» **Exercise prompt**:
Exactly the lines from the top of the records below through the one containing "you the particular" must be set down, with no line added or dropped.

» **Data items**:

PR #20781, opened 2023-02-09
document deprecation of ' as the package separator

tonycoz:
7e2d91e6d3a0 and a36fec492e made use on ' instead of :: as deprecated, but I forgot to include documentation, document this change in the reference documentation.

perldelta was updated in dcf36a4fb9625.

### DIFF
--- a/pod/perldata.pod
+++ b/pod/perldata.pod
@@ -21,8 +21,8 @@ structure it refers.  The rest of the name tells you the particular
 value to which it refers.  Usually this name is a single I<identifier>,
 that is, a string beginning with a letter or underscore, and
 containing letters, underscores, and digits.  In some cases, it may
-be a chain of identifiers, separated by C<::> (or by the slightly
-archaic C<'>); all but the last are interpreted as names of packages,
+be a chain of identifiers, separated by C<::> (or by the deprecated C<'>);
+all but the last are interpreted as names of packages,
 to locate the namespace in which to look up the final identifier
 (see L<perlmod/Packages> for details).  For a more in-depth discussion
 on identifiers, see L</Identifier parsing>.  It's possible to
@@ -137,11 +137,12 @@ That is, any word character in the ASCII range, as long as the first
 character is not a digit.
 
 There are two package separators in Perl: A double colon (C<::>) and a single
-quote (C<'>).  Normal identifiers can start or end with a double colon, and
-can contain several parts delimited by double colons.
-Single quotes have similar rules, but with the exception that they are not
-legal at the end of an identifier: That is, C<$'foo> and C<$foo'bar> are
-legal, but C<$foo'bar'> is not.
+quote (C<'>).  Use of C<'> as the package separator is deprecated and will be
+removed in Perl 5.40.  Normal identifiers can start or end with a double
+colon, and can contain several parts delimited by double colons.  Single
+quotes have similar rules, but with the exception that they are not legal at
+the end of an identifier: That is, C<$'foo> and C<$foo'bar> are legal, but
+C<$foo'bar'> is not.
 
 Additionally, if the identifier is preceded by a sigil --
 that is, if the identifier is part of a variable name -- it
--- a/pod/perldeprecation.pod
+++ b/pod/perldeprecation.pod
@@ -37,6 +37,14 @@ disabled I<even if you had previously written> C<use strict>. This was not
 the previous behaviour of C<use VERSION>, which at present will track
 explicitly-enabled strictness flags independently.
 
+=head3 Use of C<'> as a global name separator.
+
+Perl allows use of C<'> instead of C<::> to replace the parts of a
+package or global variable name, for example C<A::B> and C<A'B> are
+equivalent.
+
+C<'> will no longer be recognized as a name separator in Perl 5.40.
+
 =head2 Perl 5.38
 
 =head3 Pod::Html utility functions
--- a/pod/perlmod.pod
+++ b/pod/perlmod.pod
@@ -81,6 +81,9 @@ the $s variable in package C<owner>, which is probably not what you meant.
 Use braces to disambiguate, as in C<"This is ${owner}'s house">.
 X<::> X<'>
 
+Using C<'> as a package separator is deprecated and will be removed in
+Perl 5.40.
+
 Packages may themselves contain package separators, as in
 C<$OUTER::INNER::var>.  This implies nothing about the order of
 name lookups, however.  There are no relative packages: all symbols


scottchiefbaker:
This looks fine to me with one clarifying question:

> Normal identifiers can start or end with a double colon, and can contain several parts delimited by double colons.

Does that mean `$::foo::bar` and `$foo::bar::` are somehow valid? Maybe that's syntax I'm not aware of?

Grinnz:
Yes, `$::foo::bar` is equivalent to `$main::foo::bar`, and `$foo::bar::` is valid syntax for something or other.

demerphq:
> Does that mean `$::foo::bar` and $foo::bar:: are somehow valid?

Yes, both are. 

`$::foo::bar` is shorthand for the package variable `$main::foo::bar`.

The second one refers to the SCALAR slot of the `*foo::bar::` glob, which is used as part of the "stash" for the package `foo::bar`. It's a weird one, you don't see that much in scalar form, although the hash form is a little more common as it holds all the globs which represent symbols for the package. 

Globs contain one slot per type that perl can represent, and can be dereferenced somewhat like a hash. You can use it to tell if a package contains a specific symbol with a given type (except for scalar where for historic reasons it will always say it exists).

```
perl -MData::Dumper -E'$Data::Dumper::Sortkeys=1; print Dumper(\%Data::Dumper::); 
say "SCALAR=", ${*Data::Dumper::Sortkeys{SCALAR}}; 
say "*whatever{SCALAR}=", *whatever{SCALAR};'
$VAR1 = {
          'BEGIN' => *Data::Dumper::BEGIN,
          'Bless' => *Data::Dumper::Bless,
          'DESTROY' => *Data::Dumper::DESTROY,
          'Deepcopy' => *Data::Dumper::Deepcopy,
          'Deparse' => *Data::Dumper::Deparse,
          'Dump' => *Data::Dumper::Dump,
          'Dumper' => *Data::Dumper::Dumper,
          'DumperX' => *Data::Dumper::DumperX,
          'Dumpperl' => *Data::Dumper::Dumpperl,
          'Dumpxs' => *Data::Dumper::Dumpxs,
          'EXPORT' => *Data::Dumper::EXPORT,
          'EXPORT_OK' => *Data::Dumper::EXPORT_OK,
          'Freezer' => *Data::Dumper::Freezer,
          'ISA' => *Data::Dumper::ISA,
          'IS_PRE_516_PERL' => \'',
          'Indent' => *Data::Dumper::Indent,
          'Maxdepth' => *Data::Dumper::Maxdepth,
          'Maxrecurse' => *Data::Dumper::Maxrecurse,
          'Names' => *Data::Dumper::Names,
          'Pad' => *Data::Dumper::Pad,
          'Pair' => *Data::Dumper::Pair,
          'Purity' => *Data::Dumper::Purity,
          'Quotekeys' => *Data::Dumper::Quotekeys,
          'Reset' => *Data::Dumper::Reset,
          'Seen' => *Data::Dumper::Seen,
          'Sortkeys' => *Data::Dumper::Sortkeys,
          'Sparseseen' => *Data::Dumper::Sparseseen,
          'Terse' => *Data::Dumper::Terse,
          'Toaster' => *Data::Dumper::Toaster,
          'Trailingcomma' => *Data::Dumper::Trailingcomma,
          'Useperl' => *Data::Dumper::Useperl,
          'Useqq' => *Data::Dumper::Useqq,
          'VERSION' => *Data::Dumper::VERSION,
          'Values' => *Data::Dumper::Values,
          'Varname' => *Data::Dumper::Varname,
          '_bad_vsmg' => \'',
          '_compose_out' => *Data::Dumper::_compose_out,
          '_dump' => *Data::Dumper::_dump,
          '_quote' => *Data::Dumper::_quote,
          '_refine_name' => *Data::Dumper::_refine_name,
          '_sortkeys' => *Data::Dumper::_sortkeys,
          '_vstring' => *Data::Dumper::_vstring,
          'bootstrap' => *Data::Dumper::bootstrap,
          'format_refaddr' => *Data::Dumper::format_refaddr,
          'import' => *Data::Dumper::import,
          'init_refaddr_format' => *Data::Dumper::init_refaddr_format,
          'new' => *Data::Dumper::new,
          'post' => *Data::Dumper::post,
          'qquote' => *Data::Dumper::qquote
        };
SCALAR=1
*whatever{SCALAR}=SCALAR(0x56101ee905e8)
```

No doubt one of our documentation experts will follow up with a pointer the specific docs for this.

```
perl -E'$foo::bar::= "blorp"; say ${*foo::bar::{SCALAR}}; say $foo::bar::'
blorp
blorp
```

pod/perldata.pod
```diff
@@ -137,11 +137,12 @@ That is, any word character in the ASCII range, as long as the first
 character is not a digit.
 
 There are two package separators in Perl: A double colon (C<::>) and a single
-quote (C<'>).  Normal identifiers can start or end with a double colon, and
-can contain several parts delimited by double colons.
-Single quotes have similar rules, but with the exception that they are not
-legal at the end of an identifier: That is, C<$'foo> and C<$foo'bar> are
-legal, but C<$foo'bar'> is not.
+quote (C<'>).  Use of C<'> as the package separator is deprecated and will be
+removed in Perl 5.40.  Normal identifiers can start or end with a double
```
demerphq, line 141: Maybe it would be better to say "Normal identifiers can start with a double colon, (in which case the leading double colon is short hand for 'main::'), and trailing colons reference the glob or slots of the glob which represents the package of the name without the trailing colons."

Or perhaps something a little less clumsy that gets to the same point.

IOW, I would not consider a variable with a trailing colon to be a "normal identifier". It isnt. `$foo::bar::` is another way to access `${*foo::bar::{SCALAR}}`, and doesn't have a normal identifier name. Afaik the only way to address this variable is via its trailing double colons. Compare with `$foo::bar::baz`, which represents the SCALAR slot of the `baz` glob in `%foo::bar::`, which itself represents the hash slot of the glob `*foo::bar::`.

```
perl -le'$foo::bar::baz = "baz"; $foo::bar::= "BLORP"; print for keys %foo::bar::; print "---"; print for keys %foo::; print "---"; print ${*foo::bar::{SCALAR}}'
baz
---
bar::
---
BLORP
```

demerphq (approved):
I'll leave it to you if you want to change the wording on this, but i think you should to call out that a  name ending in `::` is not a normal identifier, it refers to a glob used to represent a stash, unlike a glob which is used to represent a symbol in a stash.

scottchiefbaker:
Today I learned that `$::foo` is a shortcut for main!

rwp0:
> Today I learned that `$::foo` is a shortcut for main!

Yeah main is the default package name.

pod/perldata.pod
tonycoz: I made no changes to that wording, I only word-wrapped the resulting paragraph after adding the deprecation text.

» **Exercise solution**:
PR #20781, opened 2023-02-09
document deprecation of ' as the package separator

tonycoz:
7e2d91e6d3a0 and a36fec492e made use on ' instead of :: as deprecated, but I forgot to include documentation, document this change in the reference documentation.

perldelta was updated in dcf36a4fb9625.

### DIFF
--- a/pod/perldata.pod
+++ b/pod/perldata.pod
@@ -21,8 +21,8 @@ structure it refers.  The rest of the name tells you the particular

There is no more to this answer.